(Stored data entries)
--- --- ---

PR #5347, opened 2024-03-06
.Net: Reduce number of experimental flags used

markwallace-microsoft:
### Motivation and Context

Reduce the burden on developers who want to use SK experimental features by reducing the number of `SKEXP` flags to the following list:

| SKEXP​ | Experimental Features Category​​ |
|-------|--------------------------------|
| SKEXP0001 | Semantic Kernel core |
| SKEXP0010 | OpenAI and Azure OpenAI services |
| SKEXP0020 | Memory abstractions |
| SKEXP0040 | Function types |
| SKEXP0050 | Out-of-the-box plugins |
| SKEXP0060 | Planners |
| SKEXP0070 | AI connectors |
| SKEXP0100 | Advanced Semantic Kernel features |

### Description

Closes #5242 

### Contribution Checklist

- [ ] The code builds clean without any errors or warnings
- [ ] The PR follows the [SK Contribution Guidelines](https://github.com/microsoft/semantic-kernel/blob/main/CONTRIBUTING.md) and the [pre-submission formatting script](https://github.com/microsoft/semantic-kernel/blob/main/CONTRIBUTING.md#development-scripts) raises no violations
- [ ] All unit tests pass, and I have added new tests where possible
- [ ] I didn't break anyone :smile:

PR #5463, opened 2024-03-13
.Net Adding Experimental Gemini Connector to Main.

RogerBarreto:
@Krzysztof318, thanks for the great work and dedication on this feature.

### Motivation and Context

Adding the Gemini Connector to `main` as a new experimental package.

### Contribution Checklist


dotnet/docs/EXPERIMENTS.md
```diff
@@ -42,6 +42,7 @@ You can use the following diagnostic IDs to ignore warnings or errors for a part
 - SKEXP0030: MongoDB memory connector
 - SKEXP0031: Pinecone memory connector
 - SKEXP0032: Postgres memory connector
+- SKEXP0033: GoogleVertexAI Connector
```
stephentoub, line 45: How will this relate to https://github.com/microsoft/semantic-kernel/pull/5347?

dotnet/docs/EXPERIMENTS.md
```diff
@@ -57,7 +58,7 @@ You can use the following diagnostic IDs to ignore warnings or errors for a part
 - SKEXP0052: Memory plugins
 - SKEXP0053: Microsoft 365 plugins
 - SKEXP0054: Web plugins
-- SKEXP0055: Text chunkcer plugin
+- SKEXP0055: Text chunker plugin
```
stephentoub, line 61: Pre-existing, but "Text chunker" isn't a plugin

dotnet/samples/KernelSyntaxExamples/Example94_GeminiGetModelResult.cs
```diff
@@ -0,0 +1,68 @@
...
+        //         },
+        //         location: TestConfiguration.VertexAI.Location,
+        //         projectId: TestConfiguration.VertexAI.ProjectId)
+
+        // Create function
+        const string FunctionDefinition = "Hi, give me 5 book suggestions about: {{$input}}";
+        KernelFunction myFunction = kernel.CreateFunctionFromPrompt(FunctionDefinition);
+
+        // Invoke function through kernel
+        FunctionResult result = await kernel.InvokeAsync(myFunction, new() { ["input"] = "travel" });
```
stephentoub, line 59: Rather than complicating the example with CreateFunctionFromPrompt, this could just use InvokePromptAsync, right?

dotnet/docs/EXPERIMENTS.md
RogerBarreto: AS soon the feature branch is updated with the latest main changes, this will be fixed.

dotnet/samples/KernelSyntaxExamples/Example95_GeminiTextGeneration.cs
```diff
@@ -0,0 +1,161 @@
...
+        string geminiProject = TestConfiguration.VertexAI.ProjectId;
+
+        if (geminiApiKey is null || geminiModelId is null || geminiLocation is null || geminiProject is null)
+        {
+            this.WriteLine("Gemini vertex ai credentials not found. Skipping example.");
+            return;
+        }
+
+        Kernel kernel = Kernel.CreateBuilder()
+            .AddVertexAIGeminiTextGeneration(
```
stephentoub, line 53: What's the difference between GoogleAIGemini and VertexAIGemini?

dotnet/samples/KernelSyntaxExamples/Example99_GeminiEmbeddingGeneration.cs
```diff
@@ -0,0 +1,301 @@
...
+    private async Task RunSimpleSampleAsync(Kernel kernel)
+    {
+        this.WriteLine("== Simple Sample: Generating Embeddings ==");
+
+        // Obtain an embedding generator.
+        var embeddingGenerator = kernel.GetRequiredService<ITextEmbeddingGenerationService>();
+
+        var generatedEmbeddings = await embeddingGenerator.GenerateEmbeddingAsync("My name is Andrea");
+        this.WriteLine($"Generated Embeddings count: {generatedEmbeddings.Length}, " +
+                       $"First five: {string.Join(", ", generatedEmbeddings[..5].ToArray())}...");
```
stephentoub, line 127: This ToArray should not be necessary

dotnet/samples/KernelSyntaxExamples/Example99_GeminiEmbeddingGeneration.cs
```diff
@@ -0,0 +1,301 @@
...
+END FACTS
+
+Question: {{$input}}
+
+Answer:
+";
+
+        var aboutMeOracle = kernel.CreateFunctionFromPrompt(RecallFunctionDefinition, new GeminiPromptExecutionSettings() { MaxTokens = 1000 });
+
+        result = await kernel.InvokeAsync(aboutMeOracle, new()
```
stephentoub, line 255: I imagine this was just copied from some existing sample, but it'd be nice if we strived to make these examples as simple as possible, e.g. if the sample isn't about creating a KernelFunction and InvokePromptAsync would otherwise suffice, just use InvokePromptAsync.

dotnet/src/Connectors/Connectors.GoogleVertexAI/Core/ClientBase.cs
```diff
@@ -0,0 +1,107 @@
...
+    {
+        try
+        {
+            T? deserializedResponse = JsonSerializer.Deserialize<T>(body);
+            if (deserializedResponse is null)
+            {
+                throw new JsonException("Response is null");
+            }
+
+            return deserializedResponse;
```
stephentoub, line 81:
```suggestion
            return JsonSerializer.Deserialize<T>(body) ?? throw new JsonException("Response is null");
```
?

dotnet/src/Connectors/Connectors.GoogleVertexAI/Core/Gemini/Clients/GeminiChatCompletionClient.cs
```diff
@@ -0,0 +1,611 @@
...
+    /// we could end up in an infinite loop. This const is a backstop against that happening. We should never come close
+    /// to this limit, but if we do, auto-invoke will be disabled for the current flow in order to prevent runaway execution.
+    /// With the current setup, the way this could possibly happen is if a prompt function is configured with built-in
+    /// execution settings that opt-in to auto-invocation of everything in the kernel, in which case the invocation of that
+    /// prompt function could advertise itself as a candidate for auto-invocation. We don't want to outright block that,
+    /// if that's something a developer has asked to do (e.g. it might be invoked with different arguments than its parent
+    /// was invoked with), but we do want to limit it. This limit is arbitrary and can be tweaked in the future and/or made
+    /// configurable should need arise.
+    /// </remarks>
+    private const int MaxInflightAutoInvokes = 5;
```
stephentoub, line 46: Separately, we should really find a way to unify all of the function calling logic.

dotnet/src/Connectors/Connectors.GoogleVertexAI/Core/Gemini/Clients/GeminiChatCompletionClient.cs
```diff
@@ -0,0 +1,611 @@
...
+    }
+
+    /// <inheritdoc/>
+    public async Task<IReadOnlyList<ChatMessageContent>> GenerateChatMessageAsync(
+        ChatHistory chatHistory,
+        PromptExecutionSettings? executionSettings = null,
+        Kernel? kernel = null,
+        CancellationToken cancellationToken = default)
+    {
+        var state = ValidateInputAndCreateChatCompletionState(chatHistory, kernel, executionSettings);
```
stephentoub, line 146: Does this have the same issue addressed in https://github.com/microsoft/semantic-kernel/pull/5376?

dotnet/src/Connectors/Connectors.GoogleVertexAI/Core/Gemini/Clients/GeminiChatCompletionClient.cs
```diff
@@ -0,0 +1,611 @@
...
+            // If we don't want to attempt to invoke any functions, just return the result.
+            yield return this.GetStreamingChatContentFromChatContent(messageContent);
+        }
+    }
+
+    private async Task ProcessFunctionsAsync(ChatCompletionState state, CancellationToken cancellationToken)
+    {
+        this.Logger.LogDebug("Tool requests: {Requests}", state.LastMessage!.ToolCalls!.Count);
+        this.Logger.LogTrace("Function call requests: {FunctionCall}",
+            string.Join(", ", state.LastMessage.ToolCalls.Select(ftc => ftc.ToString())));
```
stephentoub, line 269: This logging should be guarded by a check for IsEnabled. It's doing non-trivial work at the call site even if LogLevel.Trace isn't enabled. Same goes for any other similar call sites.

dotnet/samples/KernelSyntaxExamples/Example95_GeminiTextGeneration.cs
Krzysztof318: Both GoogleAI and Vertex supports gemini models.
These are different endpoints. GoogleAI is simple platform for customer. But VertexAI has more capabilities.
There are slight differences between them.

Instead, embeddings endpoints vary more.

More details are here https://cloud.google.com/vertex-ai/generative-ai/docs/migrate/migrate-google-ai#google-ai

dotnet/src/Connectors/Connectors.GoogleVertexAI/Core/Gemini/Clients/GeminiChatCompletionClient.cs
Krzysztof318: Okay, I didn't know that not checking enabled LogLevel has performance impact.

Krzysztof318: done

dotnet/src/Connectors/Connectors.GoogleVertexAI/Core/ClientBase.cs
Krzysztof318: done

dotnet/samples/KernelSyntaxExamples/Example99_GeminiEmbeddingGeneration.cs
Krzysztof318: done

dotnet/samples/KernelSyntaxExamples/Example99_GeminiEmbeddingGeneration.cs
Krzysztof318: done

dotnet/samples/KernelSyntaxExamples/Example95_GeminiTextGeneration.cs
```diff
@@ -0,0 +1,161 @@
...
+        await StreamingFunctionFromPromptAsync(kernel);
+    }
+
+    private async Task StreamingFunctionFromPromptAsync(Kernel kernel)
+    {
+        this.WriteLine("======== Streaming Function From Prompt ========");
+
+        string prompt = "Describe what is GIT and why it is useful. Use simple words. Description should be long.";
+        var function = kernel.CreateFunctionFromPrompt(prompt);
+        await foreach (string text in kernel.InvokeStreamingAsync<string>(function,
```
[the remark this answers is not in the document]
Krzysztof318: done

dotnet/samples/KernelSyntaxExamples/Example94_GeminiGetModelResult.cs
Krzysztof318: done

dotnet/docs/EXPERIMENTS.md
Krzysztof318: not related after push

dotnet/src/Connectors/Connectors.GoogleVertexAI/GeminiPromptExecutionSettings.cs
```diff
@@ -0,0 +1,238 @@
...
+using Microsoft.SemanticKernel.ChatCompletion;
+using Microsoft.SemanticKernel.Text;
+
+namespace Microsoft.SemanticKernel.Connectors.GoogleVertexAI;
+
+/// <summary>
+/// Represents the settings for executing a prompt with the Gemini model.
+/// </summary>
+[JsonNumberHandling(JsonNumberHandling.AllowReadingFromString)]
+public sealed class GeminiPromptExecutionSettings : PromptExecutionSettings
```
PR #5475, opened 2024-03-14
.Net: Gemini - Async stream parser, read-only tool attempts and minor fixes

Krzysztof318:
Changed StreamJsonParser to async
Made read-only MaximumUseAttempts and MaximumAutoInvokeAttempts in ToolBehavior
Removed CallerMemberName from GeminiMetadata and used nameof instead.
Removed GetAll from FinishReason, SafetyRating and SafetySetting
Refactor bearer key logic to handle generating tokens async. Renamed from bearer key to bearer token.

@RogerBarreto

### DIFF
--- a/dotnet/src/Connectors/Connectors.GoogleVertexAI.UnitTests/Core/StreamJsonParserTests.cs
+++ b/dotnet/src/Connectors/Connectors.GoogleVertexAI.UnitTests/Core/StreamJsonParserTests.cs
@@ -4,6 +4,7 @@ using System;
 using System.IO;
 using System.Linq;
 using System.Text.Json;
+using System.Threading.Tasks;
 using Microsoft.SemanticKernel.Connectors.GoogleVertexAI.Core;
 using Xunit;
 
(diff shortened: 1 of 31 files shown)


dotnet/src/Connectors/Connectors.GoogleVertexAI.UnitTests/Core/StreamJsonParserTests.cs
```diff
@@ -121,7 +122,7 @@ public void ParseWhenStreamContainsOneObjectReturnsEnumerableWithOneObjectWithEs
         WriteToStream(stream, input);
 
         // Act
-        var result = parser.Parse(stream);
+        var result = parser.ParseAsync(stream);
```
RogerBarreto, line 125: To test async, make sure your tests area async and you await the task. You may not be testing it this way, as they will run and the test will end before.

```csharp
public async Task ParseWhen...
...
var result = await parser.ParseAsync(stream);

```

Krzysztof318: done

--- --- ---

* **Goal of the exercise**:
The first line of the records begins the span, and the line containing "- [ ] The code" ends it. Reproduce that span exactly, both ends included.

* **Solution**:
PR #5347, opened 2024-03-06
.Net: Reduce number of experimental flags used

markwallace-microsoft:
### Motivation and Context

Reduce the burden on developers who want to use SK experimental features by reducing the number of `SKEXP` flags to the following list:

| SKEXP​ | Experimental Features Category​​ |
|-------|--------------------------------|
| SKEXP0001 | Semantic Kernel core |
| SKEXP0010 | OpenAI and Azure OpenAI services |
| SKEXP0020 | Memory abstractions |
| SKEXP0040 | Function types |
| SKEXP0050 | Out-of-the-box plugins |
| SKEXP0060 | Planners |
| SKEXP0070 | AI connectors |
| SKEXP0100 | Advanced Semantic Kernel features |

### Description

Closes #5242 

### Contribution Checklist

- [ ] The code builds clean without any errors or warnings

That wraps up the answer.